§ **INPUT DATA**
PR #191, opened 2016-08-07
Allow disabling tessellation and simplify tcs

jonas-schievink:
I just copied most of the shader together so it works. Gonna clean up all the shader handling soon.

§ **WHAT YOU WILL DO**
Your job is to give the data above again exactly, in full.

§ **WRITTEN ANSWER**
PR #191, opened 2016-08-07
Allow disabling tessellation and simplify tcs

jonas-schievink:
I just copied most of the shader together so it works. Gonna clean up all the shader handling soon.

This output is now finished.